Lean cautious — the multiple is the load-bearing variable, and the issuer flagged the cycle before the price did

  • For. Broadening leadership is in the tape today: SOXX +46.5% YTD vs SMH +33.8% as the 8%-cap rule redistributes weight to mid-caps that are leading.
  • For. AP-driven share creation is real allocator cash, not retail markup; shares outstanding rose 28% in 14 months on roughly $9B of net institutional inflow.
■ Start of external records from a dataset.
PR #757, opened 2022-06-27
Make resumable upload more robust

philippotto:
### Description:
- The resumable upload should initiate retries if a request itself failed for some reason.

### Issues:
- no issue

### Todos:
 - [x] Updated Changelog


normanrz:
Is there a delay in between retries (or even exp. back-off)?

philippotto:
No, there's just a retry threshold (by default 100). Delays sound good. I can add an exponential back-off, however, the high retry threshold would easily lead to very long wait times (especially, annoying if the error is not temporary and retrying will be pointless). How about a static delay of 5 seconds? That would mean ~ 8 minutes of waiting time in case all attempts fail.

Alternatively, I'd suggest a maximum of 6 retries (instead of 100) in combination with exponential back-off so that the longest/last delay is not longer than 3 minutes. What do you think?

webknossos/webknossos/client/_resumable/chunk.py
```diff
@@ -74,11 +74,15 @@ def _send_chunk(
...
-        data=_build_query(file, chunk, config.additional_query_params),
-        files={"file": chunk.read()},
-    )
+    try:
+        response = client.post(
+            config.target,
+            data=_build_query(file, chunk, config.additional_query_params),
+            files={"file": chunk.read()},
+        )
+    except:
```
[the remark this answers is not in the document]
philippotto: Good point. I decided to catch `httpx.TransportError`. See here for the class hierarchy: https://www.python-httpx.org/exceptions/#the-exception-hierarchy.

webknossos/webknossos/client/_resumable/chunk.py
```diff
@@ -36,6 +39,7 @@ def resolve_chunk(
     if not exists_on_server:
         tries = 0
         while not _send_chunk(client, config, file, chunk):
+            time.sleep(RETRY_DELAY)
```
normanrz, line 42: I assume this is run on a separate thread, so the blocking doesn't prevent simultaneous requests?

normanrz (approved):

webknossos/webknossos/client/_resumable/chunk.py
philippotto: Yes :+1:

PR #759, opened 2022-06-29
Amend breaking change in changelog

philippotto:
### Description:
- Since the interface of `Layer.downsample` was changed, this is a breaking change which might be important when updating.

### Issues:
- follow-up to #730

### Todos:
 - [X] Updated Changelog


MichaelBuessemeyer (approved):
LGTM 👍 
Please ping me if you need help fixing the CI. Strange thing that it failed although you only changed the changelog...

PR #763, opened 2022-07-11
add Team.get_by_name & Dataset.get_remote_dataset_registry

### LINKED ISSUE #628: Add a feature to list all uploaded datasets
It would be nice to have a simple API call to list all available datasets.
At the moment I use the `/datasets` API endpoint and it works well, but it would be a nice feature to add to the `webknossos` python package.

```python
import requests
import pandas as pd

session = requests.session()
headers = {"X-Auth-Token": <webknossos_API_token>}
base_url = "http://webknossos/api"
resp = session.get(base_url + "/datasets", headers=headers)
df = pd.DataFrame(resp.json())
df = df[df.owningOrganization == <organization_id>]

```

### LINKED ISSUE #725: Create wk.Team by name
I don't think the webKnossos UI exposes a team's "ID" somewhere. I think the name is unique per organization. So, perhaps we could use the name to instantiate a `wk.Team` object to specify in `RemoteDataset.allowed_teams`? The constructor could resolve the ID internally with the wk API.

jstriebel:
### Description:
- updates the generated client
- adds `Team.get_by_name()`
- adds `Dataset.get_remote_datasets()`
- adds an example to the docs & tests

### Issues:
- fixes #725 
- fixes #628 

### Todos:
 - [x] Updated Changelog
 - [x] Updated Documentation
 - [x] Added / Updated Tests


webknossos/webknossos/dataset/dataset.py
```diff
@@ -1355,6 +1366,31 @@ def _initialize_layer_from_properties(self, properties: LayerProperties) -> Laye
                 f"Failed to initialize layer: the specified category ({properties.category}) does not exist."
             )
 
+    @staticmethod
+    def get_remote_dataset_registry() -> Mapping[
+        str, RemoteOrganizationDatasetRegistry
+    ]:
```
normanrz, line 1372: How about?
```suggestion
    @staticmethod
    def list_remote_datasets(organization_id: Optional[str] = None) -> RemoteOrganizationDatasetRegistry:
```

webknossos/webknossos/dataset/remote_dataset_registry.py
```diff
@@ -0,0 +1,87 @@
...
+        )
+        self.by_tag = LazyReadOnlyDict(
+            entries=by_tag,
+            func=lambda names: [
+                Dataset.open_remote(name, organization_id) for name in names
+            ],
+        )
+
+
+class RemoteDatasetRegistry(
```
normanrz, line 48: I'm not sure, we want to make access to all public datasets that easy. I think some users make datasets public, but think they are "unlisted". This would expose all of them. We don't need to close down the API, but only provide library functions for accessing a specified organization (the user's organization by default).

normanrz: Does the API already have an organization filter? @fm3

jstriebel: I could also easily make the dict a function, so it's not possible to iterate over the keys anymore, e.g.
`list_remote_datasets(organiztation_id: Optional[str]=None)`, where the `None` default indicates to use the current organization.

webknossos/webknossos/dataset/dataset.py
normanrz: Well, in combination with [my other comment](https://github.com/scalableminds/webknossos-libs/pull/763#discussion_r918960895), it essentially becomes a list

webknossos/webknossos/dataset/remote_dataset_registry.py
normanrz: Ideally, we wouldn't even load the datasets from other orgs in this API call.

webknossos/webknossos/dataset/remote_dataset_registry.py
```diff
@@ -0,0 +1,87 @@
...
+
+K = TypeVar("K")  # key
+V = TypeVar("V")  # value
+C = TypeVar("C")  # cache
+
+
+class RemoteOrganizationDatasetRegistry(LazyReadOnlyDict[str, "RemoteDataset"]):
+    """Dict-like class mapping dataset names to `RemoteDataset` instances."""
+
+    by_display_name: Mapping[str, "RemoteDataset"]
```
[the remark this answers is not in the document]
jstriebel: Atm the uploader is not exposed. I added this to the route wishlist here: https://github.com/scalableminds/webknossos/issues/6329

webknossos/webknossos/dataset/remote_dataset_registry.py
jstriebel: > Ideally, we wouldn't even load the datasets from other orgs in this API call.

This is not possble atm, I added an issue for it: https://github.com/scalableminds/webknossos/issues/6329

I filtered by the current organization now by default in the client.

webknossos/webknossos/dataset/remote_dataset_registry.py
```diff
@@ -0,0 +1,48 @@
...
+    ) -> None:
+        from webknossos.administration.user import User
+        from webknossos.client._generated.api.default import dataset_list
+        from webknossos.client.context import _get_generated_client
+        from webknossos.dataset.dataset import Dataset
+
+        client = _get_generated_client(enforce_auth=True)
+
+        if organization_id is None:
+            organization_id = User.get_current_user().organization_id
```
normanrz, line 30: The code for filtering by organization is missing.

jstriebel: Good catch! :see_no_evil: Fixed it in the new commit.

normanrz (approved):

  • Against. A 42.3× holdings P/E is the highest footprint in the fund's recorded history; partial mean reversion to 28× on flat earnings produces roughly −34%.
  • Against. BlackRock's own shareholder report flipped from "demand exceeded supply" to "weak end-market demand and excess inventory" in twelve months, and the FY2025 prospectus added Taiwan-strait and single-name risk factors.
View: watchlist, not commit. Upward EPS revisions across the top 5 over the May–August prints would shift the read to lean long; a flat NVDA guide, an HBM ASP roll, or net redemptions in the next 5% drawdown would push it to avoid.

Watchlist to re-rate: NVDA Q1 FY27 forward guide (late May); Micron HBM4 ASP cadence (late June); SOXX-vs-SMH 90-day net flow ratio.